Jesus met with Philip and told him to “Follow me”, he did so knowing that Philip was completely human, completely flawed, and a total sinner.  But despite those attributes Jesus still called him to “follow me.”  Philip demonstrated that he struggled within himself, for he was there with John the Baptist when many Israelites came out and were baptized responding to John’s message of repentance.

So, I see the message of God knowing mankind intimately and calling us into His service despite ourselves is dominant in our texts. So long as there is the struggle.

Do you have the struggle in yourself this morning?  Do you want to do what is right but struggle with the desire to do what is sin?

ROMANS 7:21-25a

“I find this law at work: Although I want to do good, evil is right there with me. 22 For in my inner being I delight in God’s law; 23 but I see another law at work in me, waging war against the law of my mind and making me a prisoner of the law of sin at work within me. 24 What a wretched man I am! Who will rescue me from this body that is subject to death? 25 Thanks be to God, who delivers me through Jesus Christ our Lord!”

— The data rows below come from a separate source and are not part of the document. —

PR #14465, opened 2016-10-13
Move IS_PROXY flag into meta

chadhietala:
/cc @chancancode @krisselden @wycats @stefanpenner

### DIFF
--- a/packages/ember-metal/lib/is_proxy.js
+++ b/packages/ember-metal/lib/is_proxy.js
@@ -1,7 +1,10 @@
-import { symbol } from 'ember-utils';
-
-export const IS_PROXY = symbol('IS_PROXY');
+import { peekMeta } from './meta';
 
 export function isProxy(value) {
-  return typeof value === 'object' && value && value[IS_PROXY];
+  if (typeof value === 'object' && value) {
+    let meta = peekMeta(value);
+    return meta && meta.isProxy();
+  }
+
+  return false;
 }
--- a/packages/ember-metal/lib/meta.js
+++ b/packages/ember-metal/lib/meta.js
@@ -58,9 +58,11 @@ let members = {
   tags: ownMap
 };
 
+// FLAGS
 const SOURCE_DESTROYING = 1 << 1;
 const SOURCE_DESTROYED = 1 << 2;
 const META_DESTROYED = 1 << 3;
+const IS_PROXY = 1 << 4;
 
 if (isEnabled('ember-glimmer-detect-backtracking-rerender') ||
     isEnabled('ember-glimmer-allow-backtracking-rerender')) {
@@ -187,6 +189,14 @@ Meta.prototype.isMetaDestroyed = function isMetaDestroyed() {
 
 Meta.prototype.setMetaDestroyed = function setMetaDestroyed() {
   this._flags |= META_DESTROYED;
+};
+
+Meta.prototype.isProxy = function isProxy() {
+  return (this._flags & IS_PROXY) !== 0;
+};
+
+Meta.prototype.setProxy = function setProxy() {
+  this._flags |= IS_PROXY;
 };
 
 // Implements a member that is a lazily created, non-inheritable
--- a/packages/ember-runtime/lib/mixins/-proxy.js
+++ b/packages/ember-runtime/lib/mixins/-proxy.js
@@ -21,7 +21,6 @@ import {
   Mixin,
   observer,
   tagFor,
-  IS_PROXY
 } from 'ember-metal';
 import { bool } from '../computed/computed_macros';
 
@@ -71,8 +70,6 @@ class ProxyTag extends CachedTag {
   @private
 */
 export default Mixin.create({
-  [IS_PROXY]: true,
-
   /**
     The object whose properties will be forwarded.
 
@@ -82,6 +79,11 @@ export default Mixin.create({
     @private
   */
   content: null,
+
+  init() {
+    this._super(...arguments);
+    meta(this).setProxy();
+  },
 
   _initializeTag: on('init', function() {
     meta(this)._tag = new ProxyTag(this);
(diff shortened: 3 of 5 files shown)


packages/ember-metal/lib/is_proxy.js
```diff
@@ -1,7 +1,10 @@
-import { symbol } from 'ember-utils';
-
-export const IS_PROXY = symbol('IS_PROXY');
+import { meta as metaFor } from './meta';
 
 export function isProxy(value) {
-  return typeof value === 'object' && value && value[IS_PROXY];
+  if (typeof value === 'object' && value) {
+    let meta = metaFor(value);
```
rwjblue: I think we should use `peekMeta` (since there is no need to create a meta if one isn't already found).

Something like:

```js
let meta = peekMeta(value);
return typeof meta === 'object' && meta !== null && meta.isProxy()
```

packages/ember-runtime/lib/mixins/-proxy.js
```diff
@@ -83,6 +80,10 @@ export default Mixin.create({
   */
   content: null,
 
+  _initializeProxy: on('init', function() {
+    meta(this).setProxy();
```
rwjblue: Any reason not to put this in `init` method directly?

rwjblue (changes requested):

packages/ember-runtime/lib/mixins/-proxy.js
chadhietala: Yea, I was work or less following the pattern with the tag initialization. I will move both of them to `init` so it will be easier to move away (one day) from the eventing stuff.

rwjblue: Ahh, actually the tag initialization needs to stay as an on('init') still, this is because content can be set in init (after _super is called by folks extending). It's "special" here (maybe it warrants a comment to make it clearer for future travelers)?

packages/ember-metal/lib/is_proxy.js
chadhietala: Fixed.

packages/ember-runtime/lib/mixins/-proxy.js
chadhietala: Fixed now

packages/ember-metal/lib/is_proxy.js
chadhietala: I have to see why this is failing now in browsers.

packages/ember-runtime/lib/mixins/-proxy.js
```diff
@@ -83,9 +79,11 @@ export default Mixin.create({
   */
   content: null,
 
-  _initializeTag: on('init', function() {
+  init() {
+    this._super(...arguments);
+    meta(this).setProxy();
     meta(this)._tag = new ProxyTag(this);
```
chancancode: This has to happen after `init` otherwise you could miss `content` being set inside the user `init`

packages/ember-metal/lib/meta.js
```diff
@@ -189,6 +191,14 @@ Meta.prototype.setMetaDestroyed = function setMetaDestroyed() {
   this._flags |= META_DESTROYED;
 };
 
+Meta.prototype.isProxy = function isProxy() {
+  return (this._flags & IS_PROXY) !== 0;
+};
+
+Meta.prototype.setProxy = function isProxy() {
```
chancancode: `function setProxy`

packages/ember-runtime/lib/mixins/-proxy.js
```diff
@@ -83,9 +79,11 @@ export default Mixin.create({
   */
   content: null,
 
-  _initializeTag: on('init', function() {
+  init() {
+    this._super(...arguments);
+    meta(this).setProxy();
```
rwjblue: Let's cache the meta here:

```
let m = meta(this);
m.setProxy();
m._tag = new ProxyTag(this)
```

It isn't a huge deal, just saves a little extra work.

packages/ember-runtime/lib/mixins/-proxy.js
rwjblue: This still needs to be addressed.

packages/ember-runtime/lib/mixins/-proxy.js
rwjblue: Hmm. Actually, I just noticed that we still need to fix the issue that @chancancode mentioned below.

The tag needs to be set on meta in an on('init').

rwjblue (changes requested):

chadhietala:
I think I've addressed everything here.

packages/ember-metal/lib/is_proxy.js
```diff
@@ -1,7 +1,10 @@
-import { symbol } from 'ember-utils';
-
-export const IS_PROXY = symbol('IS_PROXY');
+import { peekMeta } from './meta';
 
 export function isProxy(value) {
-  return typeof value === 'object' && value && value[IS_PROXY];
+  if (typeof value === 'object' && value) {
+    let meta = peekMeta(value);
+    return typeof meta === 'object' && meta !== null && meta.isProxy();
```
chancancode: does peekMeta ever return anything other than null or the meta object?

chancancode (approved):
Looks good otherwise!

packages/ember-metal/lib/is_proxy.js
chancancode: Right, I was asking if we could just check for either === null or undefined (whatever it actually returns when there is no meta) instead of he generic check we usually do.

rwjblue: Correct, we could simplify to just be `return meta !== undefined && meta.isProxy()`  or something like that.  

@chadhietala - Sorry for the wild-goose chase (I realize this snippet came from my suggestion in a prior comment).

rwjblue (approved):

Our final scripture passage is from 1 Corinthians 6:12-20

Paul uses the arguments the Corinthian church is using to justify their actions.  They understood that the Grace of Jesus completely made them free to live without law and restriction in relation to God.

·         “I have the right to do anything,” you say—but not everything is beneficial.

·         “I have the right to do anything”—but I will not be mastered by anything.

·         You say, “Food for the stomach and the stomach for food, and God will destroy them both.” The body, however, is not meant for sexual immorality but for the Lord, and the Lord for the body.

To be sure this entire sixth chapter is a good one to use when discussing morality but at the very end I believe it shows that it is just as much about identity as it is about morality, and so I want to spend our remaining time together to discuss Who We Are as Christians and the Church.

WHO ARE WE?

ROMANS 7:19-20
19 Do you not know that your bodies are temples of the Holy Spirit, who is in you, whom you have received from God? You are not your own; 20 you were bought at a price. Therefore honor God with your bodies.